In his freshman year, Baade started his undergraduate research. Three years later, he published a paper introducing a new architecture for textless voice conversion. The model aims to convert a phrase from one person's voice to another just by listening. Baade is now finalizing another paper and working on a fourth.
Computer Science and Mathematics senior Alan Baade really enjoys spending hours on problems.
Especially the particularly hard ones, he said. Spending 40 hours on one equation with a small break for sleep somewhere in the middle is rewarding to him.
“I think it's because you can tell at the end of this you are going to understand the material,” Baade said. “You're going to understand computers.”
After completing a UT high school internship research program, Baade came to UT Austin without knowing exactly what he wanted to focus on. Talking to other students in the Turing Scholars Honors program helped him find a place in undergraduate research, cultivating his central interest in machine learning.
As a Turing Scholar in the Department of Computer Science, students have the chance for closer peer-to-peer relationships and access to advanced academic opportunities. This includes taking specialty honors classes with 30-60 students, access to professors and staff within the department, and the option to live in Honors housing with other Turing scholars and students from various other honors programs.
“We take really talented and motivated students from around the country, around the world, and we put them in an environment where we give them lots of opportunities and challenges,” said Calvin Lin, Distinguished Teaching professor in Computer Science and Director of the Turing Honor Scholars program. “They sort of work together and support each other and inspire each other and hopefully do great things.”
Baade received his first undergraduate research opportunity after cold-emailing a professor on the advice of a Sophomore Turing Scholar one night during his freshman year. Three years later, Baade published his second official research paper in July, currently finalizing another and actively working on a fourth.
“I was not planning on doing a PhD whatsoever until at least well after the first semester freshman year,” Baade said.
Baade is credited as the primary author of a July research paper titled Neural Codec Language Models for Disentangled and Textless Voice Conversion. From UT’s Speech, Audio, and Language Technologies lab, the paper presents a new architecture for textless voice conversion by introducing a new type of semantic unit to a modified version of Microsoft’s Vall-E, a text-to-speech model. The paper’s model would be able to convert a phrase said by one person to another person’s voice just by listening.

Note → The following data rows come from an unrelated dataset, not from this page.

PR #480, opened 2024-08-16
refactor: Add logs and time measurements for different code blocks

muhammad-ammar:
**Merge checklist:**

**Post merge:**

### DIFF
--- a/enterprise_data/api/v1/views/analytics_enrollments.py
+++ b/enterprise_data/api/v1/views/analytics_enrollments.py
@@ -1,5 +1,6 @@
 """Advance Analytics for Enrollments"""
 from datetime import datetime
+from logging import getLogger
 
 from edx_rbac.decorators import permission_required
 from edx_rest_framework_extensions.auth.jwt.authentication import JwtAuthentication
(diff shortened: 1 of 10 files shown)


enterprise_data/api/v1/views/analytics_enrollments.py
```diff
@@ -112,49 +129,55 @@ def get(self, request, enterprise_uuid):  # lint-amnesty, pylint: disable=incons
...
-                "top_subjects_by_enrollments": self.construct_top_subjects_by_enrollments(
-                    enrollments_df.copy(),
-                    start_date,
-                    end_date,
-                ),
-            }
+            with timer('construct_enrollment_all_stats'):
+                data = {
+                    "enrollments_over_time": self.construct_enrollments_over_time(
+                        enrollments_df.copy(),
```
saleem-latif, line 138: I think we should remove calls to `copy` here.

jajjibhai008 (approved):
LGTM 👍

enterprise_data/utils.py
```diff
@@ -68,6 +69,21 @@ def wrapper(*args, **kwargs):
...
+    """
+    Context manager to measure the time taken by a block of code.
+
+    Arguments:
+        prefix (str): The prefix to print in the log.
+    """
+    start = time.time()
+    yield
+    end = time.time()
+    difference = end - start
```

According to Puyuan Peng, a fourth-year graduate student and co-author of the paper, Baade was the primary researcher testing each possible structure and working on its various components. The models introduced in the paper could replicate speech without using text.
“The Microsoft model came out in January of 2023 and it's a (text-to-speech) model. It's very powerful, but the problem is, there are about 7000 languages in the world, and more than half of them don't have a (written) form,” Peng said. “Which means even if this model is super powerful, it cannot be applied to more than half of the languages in the world.”
Earlier tested models took about eight days to train and were mixed and matched with each other for each system. Around eight models were finalized for the paper, each taking about four days to train using two graphic processing units. It was like putting together a puzzle, Baade said.
“As an undergrad, you have a lot of responsibilities (like) classes and things like that, and to be able to balance an independent research project on top of all of that, and not just make progress, but to actually push it all the way to completion, and write it up into a paper and submit it into a top international conference in the field, and get it accepted and travel there and present it to an audience, is pretty impressive to say the least,” said David Harwath, assistant computer science professor and the paper’s third co-author.
The paper’s co-authors hope the architecture, with increased computing power, will be able to convert in languages without a text form. Harwath, who is also principle investigator at the Speech, Audio, and Language Technologies lab, said applications could be in creative spheres, legal industries and even allowing people who previously lost their voice a chance to get it back.
“(AI)’s an incredibly fast-moving field right now, and which makes it very exciting to work in,” Harwath said. “We're continuing to do work in this lab to make these models more capable and more generalizable to other languages and with a wider array of applications.”
Turing scholars can excel in many ways, Lin said, either through research, in school work, or past graduation. Seeing students like Baade exemplifies the purpose of the Turing Program, he said.
“In some ways, what we're doing is we're challenging and hopefully inspiring students to set the standards high, to maybe do things that they hadn't even thought of,” Lin said.